Cloud Based Memory Architecture
Memory Based Architectures

Google query results are now served in under an astonishingly fast 200ms, down from 1000ms in the olden days. The vast majority of this great performance improvement is due to holding indexes completely in memory. Thousands of machines process each query in order to make search results appear nearly instantaneously. This text was adapted from notes on Google Fellow Jeff Dean keynote speech at WSDM 2009. What makes Memory Based Architectures different from traditional architectures is that memory is the system of record. Typically disk based databases have been the system of record. All the data is stored on the disk. Disk being slow we’ve ended up wrapping disks in complicated caching and distributed file systems to make them perform. Even though, memory is used as all over the place as cache, it is simply assumed that cache can be invalidated at any time. In Memory Based Architectures memory is where the “official” data values are stored. Caching also serves a different purpose. The purpose behind cache based architectures is to minimize the data bottleneck due to disk. Memory based architectures can address the entire end-to-end application stack. Data in memory can be of higher reliability and availability than traditional architectures. Memory Based Architectures initially developed out of the need in some applications spaces for very low latencies. The dramatic drop of RAM prices along with the ability of servers to handle larger and larger amounts of RAM has caused memory architectures to verge of going mainstream. For example, someone recently calculated that 1TB of RAM across 40 servers at 24GB per server would cost an additional $40,000. Which is really quite affordable given the cost of the servers. Projecting out, 1U and 2U rack-mounted servers will soon support a terabyte or more of memory. [6] RAM: High Bandwidth and Low Latency Compared to disk RAM is a high bandwidth and low latency storage medium. The bandwidth of RAM is typically 5GB/s. The bandwidth of disk is about 100MB/s. RAM bandwidth is many hundreds of times faster. Modern hard drives have latencies under 13 milliseconds. When many applications are queued 19

for disk reads latencies can easily be in the many second range. Memory latency is in the 5 nanosecond range. Memory latency is 2,000 times faster. [6] RAM is the New Disk The superiority of RAM is at the heart of the RAM is the New Disk paradigm. As an architecture it combines the holy quadrinity of computing: • Performance is better because data is accessed from memory instead of through a database to a disk. • Scalability is linear because as more servers are added data is transparently load balanced across the servers so there is an automated in-memory sharding. • Availability is higher because multiple copies of data are kept in memory and the entire system reroutes on failure. • Application development is faster because theres only one layer of software to deal with, the cache, and its API is simple. All the complexity is hidden from the programmer which means all a developer has to do is get and put data. Access disk on the critical path of any transaction limits both throughput and latency. Committing a transaction over the network in-memory is faster than writing through to disk. Reading data from memory is also faster than reading data from disk. So the idea is to skip disk, except perhaps as an asynchronous write-behind option, archival storage, and for large files. [6]

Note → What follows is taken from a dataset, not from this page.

PR #1787, opened 2019-07-12
fix: make sure all previews are written to svg and html

### LINKED ISSUE #1786: Unable to see previews if it's a HTML file (not an SVG)
We're getting 404 trying to access content which has been previewed as an HTML file and not an SVG.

Chapter 3 Different NoSQL Database Choices
3.1 Document Databases & BigTable

The BigTable paper describes how Google developed their own massively scalable database for internal use, as basis for several of their services. The data model is quite different from relational databases: columns dont need to be predefined, and rows can be added with any set of columns. Empty columns are not stored at all. BigTable inspired many developers to write their own implementations of this data model; amongst the most popular are HBase, Hypertable and Cassandra. The lack of a predefined schema can make these databases attractive in applications where the attributes of objects are not known in advance, or change frequently. Document databases have a related data model (although the way they handle concurrency and distributed servers can be quite different): a BigTable row with its arbitrary number of columns/attributes corresponds to a document in a document database, which is typically a tree of objects containing attribute values and lists, often with a mapping to JSON or XML. Open source document databases include Project Voldemort, CouchDB, MongoDB, ThruDB and Jackrabbit. How is this different from just dumping JSON strings into MySQL? Document databases can actually work with the structure of the documents, for example extracting, indexing, aggregating and filtering based on attribute values within the documents. Alternatively you could of course build the attribute indexing yourself, but I wouldnt recommend that unless it makes working with your legacy code easier. 21

The big limitation of BigTables and document databases is that most implementations cannot perform joins or transactions spanning several rows or documents. This restriction is deliberate, because it allows the database to do automatic partitioning, which can be important for scaling — see the section 3.4 on distributed key-value stores below. If the structure of our data is lots of independent documents, this is not a problem — but if the data fits nicely into a relational model and we need joins, we shouldn’t try to force it into a document model. [9]


Graph Databases

Graph databases live at the opposite end of the spectrum. While document databases are good for storing data which is structured in the form of lots of independent documents, graph databases focus on the relationships between items — a better fit for highly interconnected data models. Standard SQL cannot query transitive relationships, i.e variable-length chains of joins which continue until some condition is reached. Graph databases, on the other hand, are optimised precisely for this kind of data. There is less choice in graph databases than there is in document databases: Neo4j, AllegroGraph and Sesame (which typically uses MySQL or PostgreSQL as storage back-end) are ones to look at. FreeBase and DirectedEdge have developed graph databases for their internal use. Graph databases are often associated with the semantic web and RDF datastores, which is one of the applications they are used for. [9]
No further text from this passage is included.